Vollautomatische Bestandsaufnahme
Mit Hilfe der genannten Elemente wird das Potenzial der intelligenten Messgeräte ausgeschöpft und die Grundlage für Algorithmen geschaffen, welche die vorhandenen Geräte- und Prozessdaten verknüpfen und so – in Form digitaler Applikationen – einen Mehrwert für die Anwender generieren. Die Bestandsaufnahme funktioniert entweder per App oder vollautomatisch: Die Scanner-App erkennt das Typenschild und generiert daraus Gerätedaten direkt im Hub. Noch einfacher geht es mit dem Edge Device, welches die Informationen vollautomatisch ausliest. Ist die Bestandsaufnahme erfolgt, bietet der Endress+Hauser Hub Zugriff auf alle relevanten Daten der eingesetzten Messgeräte – direkt vom Schreibtisch aus. Mit der Anwendung Asset Health lässt sich zudem der Zustand der Geräte überwachen; künftig wird sogar vorausschauende Wartung möglich sein.
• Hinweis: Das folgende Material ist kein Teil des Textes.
PR #3097, opened 2025-05-15
refactor: use the built-in max/min to simplify the code

cuinix:
### Description

use the built-in max/min to simplify the code

### Rationale

### Example

### Changes

Notable changes: 
* ...


zzzckck (approved):

zzzckck:
thank you

PR #448, opened 2020-11-06
Add config for maxUdpPacketSize

singron:

- The max udp packet size can differ between platforms. See https://github.com/jaegertracing/jaeger-client-node/issues/124#issuecomment-324222456
- In that thread, they increased the maximum packet size on the system, but sometimes it's easier to just have clients produce smaller packets if they can.

- Make the maximum udp packet size configurable.

The tests were also failing, so there is also a small commit to fix some invalid hostnames to be invalid.

### DIFF
--- a/src/configuration.js
+++ b/src/configuration.js
@@ -148,6 +148,9 @@ export default class Configuration {
       if (config.reporter.agentSocketType) {
         senderConfig['socketType'] = config.reporter.agentSocketType;
       }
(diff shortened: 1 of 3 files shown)


yurishkuro:
Any tests that can be added? Any changes to documentation required? IIRC there's a section in the README that specifically talks about packet sizes, may be worth mentioning this new config option there.

yurishkuro:
No response from the author, closing.

PR #459, opened 2021-04-06
Report HTTP errors when flushing spans

### LINKED ISSUE #458: HTTP errors on flush are not reported

When using the HTTP sender to send spans to jaeger and the endpoint is not correctly configured, as a developer I want to surface this information so I may address it.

Auch von mobilen Endgeräten können Anwender jederzeit auf die Daten im Hub zugreifen und tätig werden. Analytics erkennt kritische Messstellen, meldet veraltete Geräte und gibt Empfehlungen zur Optimierung der Messtechnik. Am komfortabelsten funktioniert die Übersicht über ein Dashboard, das das virtuelle Tor zum Hub bildet. Hier können alle gerätebezogenen Daten und Dokumente sicher verwahrt werden. Der Hub ist als offene Plattform konzipiert, sodass auch Daten von Fremdgeräten eingebunden und aufbereitet werden können. Um einen sicheren Rahmen zu gewährleisten, wurde die Endress+Hauser IIoT-Plattform von der unabhängigen Organisation EuroCloud mit vier Sternen für besonders schützenswerte Daten zertifiziert, wobei die Daten in europäischen Rechenzentren liegen. An der Messtechnik selbst sind keine Anpassungen nötig. Genutzt wird die vorhandene Gerätekommunikation über Hart, WirelessHart, Profibus oder GSM; zukünftig auch weitere Schnittstellen.
Smart Metrology
Weitere Applikationen auf Basis des IIoT-Ökosystems werden bald erscheinen. Eine Anwendung für das Asset Health Monitoring wird den Zustand der installierten Basis überwachen und soll später eine vorausschauende Wartung ermöglichen. In dieselbe Richtung geht Smart Metrology: Mit dieser noch in der Konzeptphase befindlichen Applikation lassen sich künftig die Kalibrierintervalle von pH-Sensoren optimieren. Eine weitere Anwendung zum Thema Wasserqualität wird ein kostengünstiges Fernmonitoring von Wasserständen ermöglichen. „Die Wasserqualitäts-Anwendung werden wir als Komplettsystem mit GSM-Gateway und Smartphone-App im Online-Vertrieb anbieten, wahlweise auch mit Memosens-Sensor und Liquiline-Messumformer“, kündigt Steffen Ochsenreither an. Damit werde neben der Akzeptanz der digitalen Dienstleistung auch der in der Prozessindustrie noch wenig verbreitete Direktvertrieb getestet.